Monday, July 18, 2011

IMF’s $1.8 billion tranche deferred for pakistan

To lose one parent may be regarded as a misfortune, to lose both looks like carelessness.” Well, Pakistan has now lost its third State Bank governor in three years and it looks like nothing but incompetence on the part of the government. Shahid Kardar confirmed in an interview that he had handed in his resignation but said he would only explain his reasons once the resignation has been accepted. His predecessor, Salim Raza, had officially quit for personal reasons but reportedly he was extremely unhappy with the government’s attempts to curtail the central bank’s independence. Mr Kardar, it is believed, does not want to agree to printing more money to meet the government’s demand for increased expenditures and to meet financial obligations (one report suggests that part of this may have to do with extending the allocation for the Benazir Income Support Programme).
Mr Kardar’s stance is correct for reasons related both to finance and governance. Inflation is well above double digits and printing more money will only exacerbate matters. Rather than meeting its debt obligations by raising revenue, the government has preferred to just print more currency. A state bank governor who refuses to exercise that option could force the government to improve its tax collection and eliminate untargeted subsidies.

IMF has been steadfast on its stance and succeeded pressing Pakistan to meet its conditions for levying tax on the agriculture sector, enhance energy price and ensure implementation of GST.
The government had set October 1, 2010 as the new deadline to overhaul the sales tax regime after failing to implement Value Added Tax on July 1, 2010. “IMF had also indicated the conditions for release of last tranche of $1.85 billion bailout package for Pakistan would be tougher,” Shakeel Ahmad member Karachi Chamber of Commerce and Industry said.

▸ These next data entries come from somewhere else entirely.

PR #342, opened 2021-03-25
chore: update all our deps

dbismut:
### Why

Removes react-spring dependency from the package, knowing that this react-spring/web is only used for the <Loader />` component.

### What

I replaced react-spring `useTransition` and AnimatedValue transitions with a manual interpolation (which shouldn't trigger more renders though).

I'm not sure why the `initialState` needs to be a function tbh but I kept it that way.

At the moment I'm having issues with triggering the unmount animation: it seems like `<Suspense>` unmounts the Loader component used as a fallback **before** it has the chances to reach `100%`. 

### Checklist

- [ ] Documentation updated (not needed)
- [ ] Storybook entry added (not needed: Storybook uses custom Loader it seems)
- [ ] Ready to be merged


gsimone:
That component doesn't have a story, could you drop a codesandbox in the PR?

dbismut:
You mean story right? Not codesandbox? Is it ok if I use the useProgress story to show it?

gsimone:
Oh, if you can show it in a story, even betterino

.storybook/stories/useProgress.stories.tsx
```diff
@@ -46,11 +46,27 @@ function LoadExtras() {
...
+      fallback={
+        <Html>
+          <Loader />
+        </Html>
+      }
+    >
+      {boolean('Load extras', false) ? <LoadExtras /> : <Helmet />}
+    </React.Suspense>
+  )
+}
```
gsimone, line 72: Tiny nitpick, this could be the default and the other one could be "With custom Loader"

dbismut:
@gsimone pushed here: https://drei-git-chore-remove-react-spring-deps-for-loader-pmndrs.vercel.app/?path=/story/misc-useprogress--with-out-of-the-box-loader

But doesn't seem to work, the loader doesn't show. In dev mode everything works. After investigating on the built version of storybook, this is the log I get from `useProgress` (the variable `shown` is the delayed derived state from `active`):

image

As you can see, `active` never toggles to `true`, so no Loader is shown 🤷‍♂️

joshuaellis:
I fixed the issue @dbismut was having just by ensuring we set `active` as true in `onProgress`. I think there might be an issue with `DefaultLoadingManager` but I don't wanna go down that rabbit hole when we have an easy fix.

I then got carried away and did the monotonous task of updating all our deps to bring them into line, e.g lots of our babel, could now go 🚀  So a general all around tidy up to be honest.

PR #343, opened 2021-03-26
fix: clear cache when Environment is unmounted

### LINKED ISSUE #332: Environment component only works on first mount, then stays black
- `three` version: 0.126.1
- `react-three-fiber` version: 5.3.19
- `@react-three/drei` version: 3.11.1
- `node` version: 10.20.1 (CodeSandbox default?)
- `npm` (or `yarn`) version: CodeSandbox

### Problem description:

When using `<Environment />` it seems to only work when mounting a `<Canvas />` for the first time, then it renders a black screen, no errors. My usecase is that I'm mounting it on specific routes, so the client-side routing mounts and unmounts the three component.

### Relevant code:

I made a CodeSandbox reproducing the problem. The official storybook has the same problem when navigating to Environment for the second time.
https://codesandbox.io/s/snowy-cherry-ve9fl?file=/src/index.js

### Suggested solution:

I did some digging and logged some stuff, but couldn't find anything suspicious.

susiwen8:
### Why

Thanks to @drcmda  https://github.com/pmndrs/drei/issues/332#issuecomment-808113558 it should clear cache when Environment is unmounted

Close #332 

### What

Clear cache at useLayoutEffect clean up function.

### Checklist

- [] Documentation updated
- [] Storybook entry added
- [x] Ready to be merged

### DIFF
--- a/package.json
+++ b/package.json
@@ -137,7 +137,7 @@
     "rollup-plugin-terser": "^7.0.2",
     "three": "^0.126.1",
     "typescript": "^4.2.3",
-    "use-asset": "^1.0.2"
+    "use-asset": "^1.0.4"
   },
   "peerDependencies": {
     "@react-three/fiber": ">=6.0",
--- a/src/core/Environment.tsx
+++ b/src/core/Environment.tsx
@@ -76,6 +76,7 @@ export function Environment({
       }
     }
     return () => {
+      useAsset.clear()
       if (scene) {
         scene.environment = oldenv
         scene.background = oldbg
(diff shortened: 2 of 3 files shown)


drcmda:
imo this can't be something that drei or r3f calls. it will plain delete all cached assets systemwide. textures, modules, images, promises, ... all gone, just because some canvas unmounts.

the issue isn't env unmounting, nothing will happen to the assets, the black screen only came about when he deleted the canvas. but even that shouldn't clear cache.

drcmda:
i just see that useLoader only has preload: https://github.com/pmndrs/react-three-fiber/blob/master/src/hooks.ts#L138
it should have clear and peek as well. but i wouldnt bother with this in v5. v6 should have it. fetching useAsset from `use-asset` and calling clear in there is probably good enough for now.

PR #1525, opened 2023-10-13
Create bi_directional_dijkstra.js

100mya:
bi directional dijkstra code in javascript using backtracking


appgurueu (changes requested):
* Interface-wise, shouldn't this take a single graph (the "forward" representation), and generate the "backward" representation from that?
* Implementation-wise, you manage parent arrays, but you do not seem to use them for finding paths; you just return the distance. Can the parent arrays safely be removed, or are you planning to add code to find paths?
* The example should be moved to a proper test.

Ahmad added that the IMF would likely put a proposal before Pakistan that surplus cash crops would be kept under the IMF supervision. “This will be done in case Pakistan fails to follow the dictation of IMF for levying different types of taxes and increase cost of utilities,” he explained, Pakistan will start paying $8 billion loan by 2012 and the process will continue till the next three years.

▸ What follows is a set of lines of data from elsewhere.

PR #1530, opened 2023-10-14
Update AllCombinationsOfSizeK.js

imrahulkb:

### Describe your change:

This PR modifies a current algorithm for  **AllCombinationsOfSizeK**. Four parameters made up the original **findCombinations()** method, and they were duplicated for each stack call. Since the modifications are kept in the instance variables, the modified **findCombinations()** method does not require any parameters. In this case, there will be **far fewer** local variables that need to be initialized overall on each recursive call.
There was also a for loop in the original technique. The updates function is **entirely recursive** and lacks a for loop.

### Checklist:

### DIFF
--- a/Backtracking/AllCombinationsOfSizeK.js
+++ b/Backtracking/AllCombinationsOfSizeK.js
@@ -27,18 +27,21 @@ class Combinations {
     this.k = k
     this.current = [] // will be used for storing current combination
     this.combinations = []
+    this.i = 1
   }
 
-  findCombinations(high = this.n, total = this.k, low = 1) {
-    if (total === 0) {
-      this.combinations.push([...this.current])
-      return this.combinations
-    }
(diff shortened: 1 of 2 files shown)


appgurueu (changes requested):
Looks good, however formatting seems broken. If you're already refactoring this, could you get rid of the class entirely? This should be a single function taking `n` and `k` as parameters instead. Ideally the API should also be a generator rather than producing a list.

appgurueu (approved):

appgurueu (changes requested):
You'll need to fix the tests, though. They currently still expect a class.

imrahulkb:
I am not able to get that why there is code style error in this pull request

appgurueu (approved):

raklaptudirm (approved):

PR #1534, opened 2023-10-14
Create AnyBase

imrahulkb:

### Describe your change:

This is a method for converting numbers from one base to another when both bases are in the range 2 to 10.
Because the procedure employed here is more broad, it requires both bases when generating the object. The convert function is used to convert numbers from one base to another.
Internally, there is a micro convert function that will work intermediately because the core algorithm requires one of the bases to be 10, thus the number will be converted to base 10 first and then to the appropriate base.
Unwanted interference can be avoided by using if else, as in if one of the bases is 10.

### Checklist:

### DIFF
--- a/Conversions/AnyBase
+++ b/Conversions/AnyBase
@@ -1,0 +1,22 @@
+class AnyBase {
+  constructor(base1, base2) {
+    this.base1 = base1;
+    this.base2 = base2;
+  }
+
+  convert(num) {
+    const microConvert = (base1, base2, n) => {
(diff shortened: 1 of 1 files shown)


imrahulkb:
I am facing errors due to style of the test file i have created, kindly guide me with this problem

raklaptudirm:
Since the tests passed I assume you have solved the style issue?

imrahulkb:
Yes, I have solved the issue in the latest commit.

PR #1548, opened 2023-10-16
Update Remove Unused Code and Tidy The Code

riancintiyo:
### Describe your change:

- [ ] Remove Unused code
- [ ] Tidy the code


Data-Structures/Graph/Graph2.js
```diff
@@ -13,9 +13,6 @@ class Graph {
   // addEdge(v, w)
```
appgurueu, line 13: shouldn't all of these be deleted, since they are implemented? it doesn't seem to make much sense to only delete the two functions that *aren't* implemented from this list. either remove this list completely or remove just the functions that are already implemented from it.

The IMF had delayed the three meetings on the request of the Pakistani government as officials wanted to present final figures instead of relying on provisional statistics.
He said due to the continuous energy price hike, IMF agreed for releasing funds otherwise donor would stop releasing remaining loan amount besides it was determined to start audit of the loans accounts.

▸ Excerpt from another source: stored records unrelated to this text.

PR #1555, opened 2023-10-20
Added Time Cache

aryan0078:

### Describe your change:

I have Added TimeCache Which can cache items in Map for provided time period and can destroy itself after that particular time it's efficient way of storing data if you have large amount of values to be stored in cache

- [x] Add an algorithm?
- [ ] Documentation change?

### Checklist:

### DIFF
--- a/Cache/TimeCache.js
+++ b/Cache/TimeCache.js
@@ -1,0 +1,40 @@
+/* The TimeCache class is a JavaScript class that allows you to store key-value pairs in a cache with
+an optional expiration time. */
+class TimeCache {
+    constructor(expirationTime) {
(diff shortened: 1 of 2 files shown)


aryan0078:
@raklaptudirm 
@appgurueu 
Please review

appgurueu (changes requested):
Sorry, but I'm afraid a wrapper around a map - while perhaps useful in practice - is not really a good fit for this repo; its implementation here is questionable (keys are only removed when you access them - this may lead to memory leaks and largely defeats the purpose of letting keys expire at all), and it is not very reusable - in most algorithms, wall time is not and should not be a factor.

He said the Pakistani side would likely request for another loan of $4 billion on a short-term basis in order to repay interest amount on loans.
“The rulers, at the behest of the IMF, reviewed the domestic economy on many occasions by levying taxes—and in case of failure—the IMF would impose tougher conditions for the release of loans,” Ahmad maintained. He expressed surprised that Pakistani team, “headed by Federal Finance Minister Abdul Hafeez Shaikh is without governor of the SBP.”
The IMF has sought amendments to the State Bank of Pakistan Act in order to provide the central bank with operational independence.
By November 2009, in 52 years after independence the country was indebted under foreign loans to the tune of Rs 3,000 billion. The IMF wants Pakistan to raise tax revenue from the present 10 percent of gross domestic product (GDP) to 15 percent by 2013, which could spell trouble for country’s economy.
The country’s foreign debt now stood at Rs 6,200 billion and in only two years 2008-09 alone, they have swelled to Rs 9,500 billion. The talks for the sixth review would be quite delicate as the government had not only breached the budget deficit target and central bank borrowing ceilings but was also unable to demonstrate any concrete development on the reformed General Sales Tax (GST) system aimed at abolishing all tax exemptions extended on political grounds.